■ **Activity**
Check each line of the entries below for the word "them" and state only how many lines have it.

■ **Exercise input**
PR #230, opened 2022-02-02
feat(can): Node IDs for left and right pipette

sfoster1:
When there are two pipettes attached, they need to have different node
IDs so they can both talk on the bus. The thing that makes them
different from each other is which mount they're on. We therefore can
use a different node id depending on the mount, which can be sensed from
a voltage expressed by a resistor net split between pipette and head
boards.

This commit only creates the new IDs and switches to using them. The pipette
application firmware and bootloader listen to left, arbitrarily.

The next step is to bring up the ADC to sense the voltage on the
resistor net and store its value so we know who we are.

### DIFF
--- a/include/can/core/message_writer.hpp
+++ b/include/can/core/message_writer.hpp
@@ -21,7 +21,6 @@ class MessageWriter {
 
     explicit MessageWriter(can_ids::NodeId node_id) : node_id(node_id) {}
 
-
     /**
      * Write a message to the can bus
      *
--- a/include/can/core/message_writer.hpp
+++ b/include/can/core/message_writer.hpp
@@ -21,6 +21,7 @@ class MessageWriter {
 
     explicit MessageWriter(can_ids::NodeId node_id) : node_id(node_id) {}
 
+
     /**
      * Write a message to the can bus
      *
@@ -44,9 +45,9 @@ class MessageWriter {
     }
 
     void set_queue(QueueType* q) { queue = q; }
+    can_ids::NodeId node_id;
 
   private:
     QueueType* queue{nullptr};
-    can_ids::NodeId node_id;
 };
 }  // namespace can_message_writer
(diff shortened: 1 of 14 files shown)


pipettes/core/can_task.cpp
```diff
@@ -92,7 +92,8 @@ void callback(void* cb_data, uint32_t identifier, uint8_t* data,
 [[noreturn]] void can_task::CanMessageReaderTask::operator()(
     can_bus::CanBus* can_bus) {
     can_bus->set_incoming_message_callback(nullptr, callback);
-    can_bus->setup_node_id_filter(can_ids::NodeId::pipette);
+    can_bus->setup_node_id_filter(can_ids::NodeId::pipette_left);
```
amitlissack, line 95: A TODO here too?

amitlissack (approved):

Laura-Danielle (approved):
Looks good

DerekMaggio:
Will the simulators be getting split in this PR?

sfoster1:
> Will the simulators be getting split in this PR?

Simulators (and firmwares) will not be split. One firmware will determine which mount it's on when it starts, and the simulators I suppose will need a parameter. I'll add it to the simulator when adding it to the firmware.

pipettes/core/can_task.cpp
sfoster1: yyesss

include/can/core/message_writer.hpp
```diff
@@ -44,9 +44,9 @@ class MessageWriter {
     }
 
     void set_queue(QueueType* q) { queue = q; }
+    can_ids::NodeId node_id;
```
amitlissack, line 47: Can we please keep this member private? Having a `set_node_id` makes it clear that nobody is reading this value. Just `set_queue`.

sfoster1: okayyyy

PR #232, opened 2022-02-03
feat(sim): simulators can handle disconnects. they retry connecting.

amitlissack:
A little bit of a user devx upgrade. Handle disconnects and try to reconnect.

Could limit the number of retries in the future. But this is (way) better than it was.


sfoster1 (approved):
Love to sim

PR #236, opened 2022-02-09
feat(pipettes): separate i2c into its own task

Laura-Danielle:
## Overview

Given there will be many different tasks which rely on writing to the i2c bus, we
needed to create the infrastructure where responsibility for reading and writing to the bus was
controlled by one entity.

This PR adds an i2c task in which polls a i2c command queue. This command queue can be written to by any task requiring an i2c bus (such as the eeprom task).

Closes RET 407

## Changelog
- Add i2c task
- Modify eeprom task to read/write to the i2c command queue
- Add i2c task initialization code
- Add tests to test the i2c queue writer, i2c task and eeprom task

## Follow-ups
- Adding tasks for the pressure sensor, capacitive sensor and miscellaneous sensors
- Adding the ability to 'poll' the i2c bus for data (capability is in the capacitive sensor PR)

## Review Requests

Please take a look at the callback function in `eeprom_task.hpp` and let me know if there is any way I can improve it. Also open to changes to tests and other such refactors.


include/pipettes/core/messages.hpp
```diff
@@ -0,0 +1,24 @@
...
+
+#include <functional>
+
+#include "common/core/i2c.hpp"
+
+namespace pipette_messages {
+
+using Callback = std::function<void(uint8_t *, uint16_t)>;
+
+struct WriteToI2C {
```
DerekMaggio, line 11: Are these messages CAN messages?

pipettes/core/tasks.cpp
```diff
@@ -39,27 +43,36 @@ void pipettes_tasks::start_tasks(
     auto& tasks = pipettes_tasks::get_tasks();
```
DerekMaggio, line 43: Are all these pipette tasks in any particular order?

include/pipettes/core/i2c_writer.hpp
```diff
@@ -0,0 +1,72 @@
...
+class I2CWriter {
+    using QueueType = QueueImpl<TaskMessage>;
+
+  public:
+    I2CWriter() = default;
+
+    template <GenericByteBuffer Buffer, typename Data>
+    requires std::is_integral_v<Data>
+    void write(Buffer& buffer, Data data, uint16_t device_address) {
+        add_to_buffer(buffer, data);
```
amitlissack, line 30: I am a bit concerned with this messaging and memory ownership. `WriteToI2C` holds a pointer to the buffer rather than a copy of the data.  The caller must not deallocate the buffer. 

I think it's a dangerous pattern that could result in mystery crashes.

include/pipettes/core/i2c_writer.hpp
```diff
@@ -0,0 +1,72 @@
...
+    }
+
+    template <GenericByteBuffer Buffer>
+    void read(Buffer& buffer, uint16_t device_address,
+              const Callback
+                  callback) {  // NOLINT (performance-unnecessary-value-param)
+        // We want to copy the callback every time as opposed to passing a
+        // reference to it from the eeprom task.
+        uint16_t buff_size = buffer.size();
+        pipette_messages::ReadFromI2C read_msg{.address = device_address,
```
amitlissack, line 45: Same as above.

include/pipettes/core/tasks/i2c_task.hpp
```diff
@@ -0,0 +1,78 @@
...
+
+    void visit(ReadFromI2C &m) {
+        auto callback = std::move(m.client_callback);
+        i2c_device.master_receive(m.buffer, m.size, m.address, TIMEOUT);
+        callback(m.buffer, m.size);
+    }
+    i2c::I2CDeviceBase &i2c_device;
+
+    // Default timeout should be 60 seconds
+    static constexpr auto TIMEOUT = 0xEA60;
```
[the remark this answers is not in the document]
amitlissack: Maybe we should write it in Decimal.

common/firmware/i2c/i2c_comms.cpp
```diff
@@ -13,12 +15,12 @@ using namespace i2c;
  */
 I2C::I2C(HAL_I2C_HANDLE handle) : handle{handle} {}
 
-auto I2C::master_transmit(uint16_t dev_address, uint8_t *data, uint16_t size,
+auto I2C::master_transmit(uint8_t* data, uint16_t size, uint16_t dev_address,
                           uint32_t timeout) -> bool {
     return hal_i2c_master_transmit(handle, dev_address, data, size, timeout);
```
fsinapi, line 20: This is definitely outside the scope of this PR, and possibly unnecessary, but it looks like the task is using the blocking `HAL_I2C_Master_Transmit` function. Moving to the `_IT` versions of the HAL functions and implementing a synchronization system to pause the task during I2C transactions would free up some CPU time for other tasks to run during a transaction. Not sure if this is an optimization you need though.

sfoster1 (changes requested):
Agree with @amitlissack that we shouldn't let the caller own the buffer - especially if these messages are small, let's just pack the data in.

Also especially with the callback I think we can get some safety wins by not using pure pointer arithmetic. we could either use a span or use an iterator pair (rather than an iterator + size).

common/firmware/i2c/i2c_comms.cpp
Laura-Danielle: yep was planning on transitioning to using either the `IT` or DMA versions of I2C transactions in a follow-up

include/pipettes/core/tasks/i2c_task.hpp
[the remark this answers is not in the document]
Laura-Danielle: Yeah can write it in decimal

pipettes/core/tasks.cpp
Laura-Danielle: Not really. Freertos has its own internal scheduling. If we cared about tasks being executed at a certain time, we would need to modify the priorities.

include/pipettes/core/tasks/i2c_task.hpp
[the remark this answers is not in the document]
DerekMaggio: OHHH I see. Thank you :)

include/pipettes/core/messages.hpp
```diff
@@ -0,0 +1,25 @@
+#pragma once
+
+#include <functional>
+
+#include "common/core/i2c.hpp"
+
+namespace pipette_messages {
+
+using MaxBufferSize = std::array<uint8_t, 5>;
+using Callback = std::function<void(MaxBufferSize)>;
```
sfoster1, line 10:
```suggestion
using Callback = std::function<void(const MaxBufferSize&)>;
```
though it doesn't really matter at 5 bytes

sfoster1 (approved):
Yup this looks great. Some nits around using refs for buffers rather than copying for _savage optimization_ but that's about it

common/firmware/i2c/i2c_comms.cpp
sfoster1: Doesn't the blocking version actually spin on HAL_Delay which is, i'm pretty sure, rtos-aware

■ **Output of the task**
2